BMC Ophthalmology201414:124

https://doi.org/10.1186/1471-2415-14-124

Received: 12 July 2013

Accepted: 15 October 2014

Published: 21 October 2014

Abstract

Background

This case report describes a patient with chronic unilateral chemosis, likely due to treatment with amlodipine besylate.

Case presentation

A 52-year-old man visited the clinic with symptoms of foreign body sensation and puffiness in his right eye, which had persisted for 4 months. There were no other symptoms, such as itching and pain, in his right eye and no specific symptoms in his left eye. He had been treated for hypertension and hyperlipidemia for the previous 5 months with once daily amlodipine besylate/atorvastatin (Caduet) and candesartan cilexetil (Atacand). Examination revealed marked swelling of the inferior bulbar conjunctiva in the right eye. Evaluation revealed no specific causes for the longstanding chemosis. A change of medication to telmisartan/hydrochlorothiazide (Micardis Plus) without amlodipine besylate resulted in significant improvements in his symptoms after 1 month and complete remission after 8 months.

Conclusion

Prior to invasive evaluation including biopsy, specific drugs should be considered as possible causes of idiopathic longstanding conjunctival chemosis.

Keywords

Amlodipine Calcium channel blocker Chemosis Conjunctiva Edema

Background

Conjunctival chemosis—the presence of excess fluid in the conjunctival interstitium—is caused by several conditions, including exposure, trauma, infection, allergy, obstruction of lymphatic and venous outflow, and inflammation of the conjunctiva and adjacent structures. This symptom is usually self-limiting or shows complete recovery following removal of the causal factor. However, in some patients swelling of the conjunctiva may persist for over 6 months with no obvious cause. In some idiopathic cases, tissue inflammation or lymphangiectasia may give rise to irreversible chronic chemosis [1].

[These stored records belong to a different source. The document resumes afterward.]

PR #4474, opened 2018-02-28
feat: Add User Abuse Reports

### LINKED ISSUE #4473: Create a ReportUserAbuse component
We'll need a component similar to the `ReportAbuseButton` but for the user abuse report feature on the user profile page.

It should use the `DismissibleTextForm` component though, unlike `ReportAbuseButton` which doesn't as it predates that component.

screenshot 2018-02-28 23 01 13

tofumatt:
fix #4473

It will be used in the user profile page implemented in #4469.

### DIFF
--- a/src/amo/components/ReportUserAbuse/index.js
+++ b/src/amo/components/ReportUserAbuse/index.js
@@ -1,0 +1,176 @@
+/* @flow */
+import makeClassName from 'classnames';
+import * as React from 'react';
+import { connect } from 'react-redux';
+import { compose } from 'redux';
+
+import {
+  hideUserAbuseReportUI,
+  sendUserAbuseReport,
+  showUserAbuseReportUI,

Amlodipine besylate is a calcium channel blocker (CCB), one of the most commonly used classes of antihypertensive agents. Peripheral edema is a common dose-dependent adverse effect of amlodipine besylate and a major cause of discontinuation of therapy [2]. We describe here a patient with chronic unilateral chemosis, likely due to treatment with amlodipine besylate.

Case presentation

A 52-year-old man visited our clinic with symptoms of foreign body sensation and puffiness in his right eye, which had persisted for 4 months. He was originally diagnosed with allergic conjunctivitis by a general ophthalmologist and was treated with olopatadine eye drops (Pataday; Alcon, USA) once daily and 1% prednisolone eye drops (Pred-Forte; Allergan, USA) four times per day for 3 weeks. He was referred to our clinic after the treatment was unsuccessful, even after oral prednisolone 30 mg/day for 3 days with a tapering schedule was added to topical therapy for an additional one week.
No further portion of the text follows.